(Dataset records)
PR #2658, opened 2021-03-23
fix always select the same region set bug for RegionAwareEnsemblePlacementPolicy

hangc0276:
### Motivation
When use `RegionAwareEnsemblePlacementPolicy` to select ensemble set, it always select the same region set for all ledger creation.

The reason is that it traverse the availableRegions set in the same order for ensemble selection and select bookies in the same region set, which lead the load not balance between regions.
```java
for (String region: availableRegions) {
        regionsWiseAllocation.put(region, Pair.of(0, 0));
}
...

for (Map.Entry<String, Pair<Integer, Integer>> regionEntry: regionsWiseAllocation.entrySet()) {
    // do selection
}
```

### Changes
1. introduce `regionIndex` field to mark next select index for available region list, avoiding traverse from the same position for each ensemble selection.

I will add the test latter.

### DIFF
--- a/bookkeeper-server/src/main/java/org/apache/bookkeeper/client/RegionAwareEnsemblePlacementPolicy.java
+++ b/bookkeeper-server/src/main/java/org/apache/bookkeeper/client/RegionAwareEnsemblePlacementPolicy.java
@@ -25,7 +25,6 @@ import java.util.HashSet;
 import java.util.List;
 import java.util.Map;
 import java.util.Optional;
-import java.util.Random;
 import java.util.Set;
 import java.util.concurrent.ConcurrentHashMap;
 import java.util.concurrent.ConcurrentMap;
--- a/bookkeeper-server/src/main/java/org/apache/bookkeeper/client/RegionAwareEnsemblePlacementPolicy.java
+++ b/bookkeeper-server/src/main/java/org/apache/bookkeeper/client/RegionAwareEnsemblePlacementPolicy.java
@@ -78,7 +78,7 @@ public class RegionAwareEnsemblePlacementPolicy extends RackawareEnsemblePlaceme
     protected boolean enableValidation = true;
     protected boolean enforceDurabilityInReplace = false;
     protected Feature disableDurabilityFeature;
-    private int regionIndex = new Random().nextInt(Integer.MAX_VALUE);
+    private int lastRegionIndex = 0;
 
     RegionAwareEnsemblePlacementPolicy() {
         super();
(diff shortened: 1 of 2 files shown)


hangc0276:
rerun failure checks

bookkeeper-server/src/main/java/org/apache/bookkeeper/client/RegionAwareEnsemblePlacementPolicy.java
```diff
@@ -77,6 +78,7 @@
     protected boolean enableValidation = true;
     protected boolean enforceDurabilityInReplace = false;
     protected Feature disableDurabilityFeature;
+    private int regionIndex = new Random().nextInt(Integer.MAX_VALUE);
```
eolivelli, line 81: what about "lastRegionIndex" ?

bookkeeper-server/src/test/java/org/apache/bookkeeper/client/TestRegionAwareEnsemblePlacementPolicy.java
```diff
@@ -1480,4 +1480,48 @@ public void testNodeWithFailures() throws Exception {
...
+
+        repp.onClusterChanged(addrs, new HashSet<>());
+        try {
+            List<BookieId> ensemble1 = repp.newEnsemble(3,3,2,
+                null, new HashSet<>()).getResult();
+            assertEquals(ensemble1.size(), 3);
+            List<BookieId> ensemble2 = repp.newEnsemble(3, 3, 2,
+                null, new HashSet<>()).getResult();
+            ensemble1.retainAll(ensemble2);
+            assert(ensemble1.size() >= 1);
```
eolivelli, line 1517: if we depend on a Random number, is this test going to be flaky ? probably not, but I would like to double check your thoughts

eolivelli (changes requested):

bookkeeper-server/src/main/java/org/apache/bookkeeper/client/RegionAwareEnsemblePlacementPolicy.java
hangc0276: OK, i renamed to `lastRegionIndex`

bookkeeper-server/src/test/java/org/apache/bookkeeper/client/TestRegionAwareEnsemblePlacementPolicy.java
hangc0276: if the `lastRegionIndex` initialized to specific value, all bookkeeper clients will start with the same region, which may lead to hotpot for regions. However those bookkeeper clients create ledger speed won't keep sync,  starting will the same region won't make much difference. I changed the initialized value to 0.

hangc0276:
rerun failure checks

hangc0276:
rerun failure checks

hangc0276:
@eolivelli @merlimat  @sijie Please take a look, thanks.

eolivelli (approved):
LGTM

merlimat (approved):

▶ Your goal
Report each line of the entries where the word "public" occurs.

▶ Task answer
@@ -78,7 +78,7 @@ public class RegionAwareEnsemblePlacementPolicy extends RackawareEnsemblePlaceme
@@ -1480,4 +1480,48 @@ public void testNodeWithFailures() throws Exception {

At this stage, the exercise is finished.